## ASSIGNMENT
Only the count is expected: the number of lines below that contain "Purchase".

* * *

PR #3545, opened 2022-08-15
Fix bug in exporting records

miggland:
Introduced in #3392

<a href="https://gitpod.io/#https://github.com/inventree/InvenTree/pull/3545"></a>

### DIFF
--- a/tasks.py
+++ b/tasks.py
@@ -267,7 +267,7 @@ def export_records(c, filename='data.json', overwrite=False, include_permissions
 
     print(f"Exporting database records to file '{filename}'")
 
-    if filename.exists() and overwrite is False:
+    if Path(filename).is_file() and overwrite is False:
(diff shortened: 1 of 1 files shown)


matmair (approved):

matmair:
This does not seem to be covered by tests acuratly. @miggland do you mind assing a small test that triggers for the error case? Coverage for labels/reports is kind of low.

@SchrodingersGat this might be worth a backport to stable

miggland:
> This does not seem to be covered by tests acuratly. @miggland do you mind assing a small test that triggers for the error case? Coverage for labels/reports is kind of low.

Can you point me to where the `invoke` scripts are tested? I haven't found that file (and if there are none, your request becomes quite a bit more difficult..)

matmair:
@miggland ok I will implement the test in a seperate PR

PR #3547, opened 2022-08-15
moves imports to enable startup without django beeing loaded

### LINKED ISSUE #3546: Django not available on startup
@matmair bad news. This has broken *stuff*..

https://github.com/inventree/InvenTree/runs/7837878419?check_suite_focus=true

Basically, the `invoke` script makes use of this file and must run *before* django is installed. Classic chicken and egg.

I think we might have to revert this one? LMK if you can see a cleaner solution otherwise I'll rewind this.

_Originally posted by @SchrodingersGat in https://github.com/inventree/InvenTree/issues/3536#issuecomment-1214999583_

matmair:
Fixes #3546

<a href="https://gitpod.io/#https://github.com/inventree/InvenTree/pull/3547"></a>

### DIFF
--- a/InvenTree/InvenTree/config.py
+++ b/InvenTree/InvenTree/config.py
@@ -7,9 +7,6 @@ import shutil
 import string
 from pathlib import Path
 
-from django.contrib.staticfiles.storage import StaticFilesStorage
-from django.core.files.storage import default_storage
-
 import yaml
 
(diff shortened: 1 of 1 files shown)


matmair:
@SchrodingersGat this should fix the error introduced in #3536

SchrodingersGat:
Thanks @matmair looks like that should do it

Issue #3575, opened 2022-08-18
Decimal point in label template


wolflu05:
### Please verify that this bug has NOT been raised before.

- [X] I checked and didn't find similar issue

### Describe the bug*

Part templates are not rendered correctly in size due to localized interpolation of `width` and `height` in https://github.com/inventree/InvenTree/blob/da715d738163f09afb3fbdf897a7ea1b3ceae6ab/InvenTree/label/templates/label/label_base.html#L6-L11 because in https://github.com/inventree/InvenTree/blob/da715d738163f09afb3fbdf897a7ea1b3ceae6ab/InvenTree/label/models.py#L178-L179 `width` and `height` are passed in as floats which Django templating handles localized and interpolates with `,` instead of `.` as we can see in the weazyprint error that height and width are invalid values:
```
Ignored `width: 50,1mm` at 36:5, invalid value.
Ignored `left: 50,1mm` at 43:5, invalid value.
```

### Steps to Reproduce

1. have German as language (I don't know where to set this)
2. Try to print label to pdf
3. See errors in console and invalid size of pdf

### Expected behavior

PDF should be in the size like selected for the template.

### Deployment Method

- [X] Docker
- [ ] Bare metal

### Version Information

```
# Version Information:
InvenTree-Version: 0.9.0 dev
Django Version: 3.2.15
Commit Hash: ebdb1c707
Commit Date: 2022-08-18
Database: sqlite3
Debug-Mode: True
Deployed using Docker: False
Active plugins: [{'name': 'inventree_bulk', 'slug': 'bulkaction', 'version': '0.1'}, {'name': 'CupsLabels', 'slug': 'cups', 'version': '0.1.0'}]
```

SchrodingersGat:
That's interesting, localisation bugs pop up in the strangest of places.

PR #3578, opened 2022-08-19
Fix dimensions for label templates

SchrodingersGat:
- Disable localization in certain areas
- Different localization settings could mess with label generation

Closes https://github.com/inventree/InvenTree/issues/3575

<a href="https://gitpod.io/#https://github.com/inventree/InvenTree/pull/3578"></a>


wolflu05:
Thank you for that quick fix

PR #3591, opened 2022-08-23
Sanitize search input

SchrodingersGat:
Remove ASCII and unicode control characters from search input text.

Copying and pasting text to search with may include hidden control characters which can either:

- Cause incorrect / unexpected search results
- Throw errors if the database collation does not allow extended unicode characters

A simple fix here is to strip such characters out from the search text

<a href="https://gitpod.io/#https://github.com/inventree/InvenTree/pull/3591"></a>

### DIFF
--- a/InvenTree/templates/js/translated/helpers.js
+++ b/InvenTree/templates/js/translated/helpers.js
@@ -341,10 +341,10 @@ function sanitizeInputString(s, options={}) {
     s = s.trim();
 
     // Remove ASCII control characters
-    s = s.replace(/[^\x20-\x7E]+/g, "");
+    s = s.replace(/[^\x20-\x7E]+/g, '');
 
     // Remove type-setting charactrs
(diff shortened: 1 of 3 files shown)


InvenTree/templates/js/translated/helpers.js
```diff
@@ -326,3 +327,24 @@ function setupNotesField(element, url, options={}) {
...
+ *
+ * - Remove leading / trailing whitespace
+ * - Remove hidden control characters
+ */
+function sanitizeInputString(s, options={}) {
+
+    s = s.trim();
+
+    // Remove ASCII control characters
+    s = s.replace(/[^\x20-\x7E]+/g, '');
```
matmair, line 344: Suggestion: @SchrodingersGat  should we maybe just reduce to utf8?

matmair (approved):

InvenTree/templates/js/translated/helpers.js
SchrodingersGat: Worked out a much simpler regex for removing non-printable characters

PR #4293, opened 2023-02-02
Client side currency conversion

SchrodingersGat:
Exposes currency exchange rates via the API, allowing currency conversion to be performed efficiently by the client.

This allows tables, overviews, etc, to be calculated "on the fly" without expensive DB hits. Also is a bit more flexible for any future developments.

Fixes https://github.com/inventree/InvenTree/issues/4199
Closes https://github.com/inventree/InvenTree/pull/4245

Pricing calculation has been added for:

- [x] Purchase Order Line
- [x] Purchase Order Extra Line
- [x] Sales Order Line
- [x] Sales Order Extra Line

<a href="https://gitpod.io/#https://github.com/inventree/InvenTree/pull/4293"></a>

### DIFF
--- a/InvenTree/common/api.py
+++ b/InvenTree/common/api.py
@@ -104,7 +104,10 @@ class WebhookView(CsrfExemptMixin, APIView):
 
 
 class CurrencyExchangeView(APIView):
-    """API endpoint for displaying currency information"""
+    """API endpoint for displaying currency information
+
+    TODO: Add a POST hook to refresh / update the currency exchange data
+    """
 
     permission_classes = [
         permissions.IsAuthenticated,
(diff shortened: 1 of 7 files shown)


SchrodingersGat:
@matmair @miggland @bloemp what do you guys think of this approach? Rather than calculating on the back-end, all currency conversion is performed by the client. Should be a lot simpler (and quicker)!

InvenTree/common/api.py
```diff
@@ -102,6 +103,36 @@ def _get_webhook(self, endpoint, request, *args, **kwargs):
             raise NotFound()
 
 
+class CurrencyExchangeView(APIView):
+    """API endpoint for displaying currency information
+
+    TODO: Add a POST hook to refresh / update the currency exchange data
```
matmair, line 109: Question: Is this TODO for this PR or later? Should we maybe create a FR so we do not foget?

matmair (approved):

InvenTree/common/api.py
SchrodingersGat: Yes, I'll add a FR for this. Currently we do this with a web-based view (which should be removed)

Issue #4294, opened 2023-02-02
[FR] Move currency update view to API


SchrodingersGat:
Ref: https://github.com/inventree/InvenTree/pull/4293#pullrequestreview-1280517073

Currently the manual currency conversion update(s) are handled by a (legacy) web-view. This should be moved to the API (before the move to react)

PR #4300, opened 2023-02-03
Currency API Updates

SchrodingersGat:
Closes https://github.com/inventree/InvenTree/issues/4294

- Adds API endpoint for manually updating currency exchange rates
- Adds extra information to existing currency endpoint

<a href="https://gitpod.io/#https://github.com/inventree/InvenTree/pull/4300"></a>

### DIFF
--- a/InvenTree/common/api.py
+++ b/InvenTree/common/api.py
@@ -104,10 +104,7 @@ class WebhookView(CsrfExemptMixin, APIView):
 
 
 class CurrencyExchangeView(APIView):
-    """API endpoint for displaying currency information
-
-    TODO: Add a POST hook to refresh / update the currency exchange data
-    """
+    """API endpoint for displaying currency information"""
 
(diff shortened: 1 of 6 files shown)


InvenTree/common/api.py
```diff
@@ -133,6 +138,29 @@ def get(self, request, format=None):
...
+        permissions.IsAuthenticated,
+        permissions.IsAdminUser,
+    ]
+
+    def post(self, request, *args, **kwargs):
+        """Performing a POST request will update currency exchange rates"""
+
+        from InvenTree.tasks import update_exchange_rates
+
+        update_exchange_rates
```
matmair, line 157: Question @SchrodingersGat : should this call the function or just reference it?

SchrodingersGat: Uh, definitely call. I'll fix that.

* * *

## EXPECTED OUTPUT
2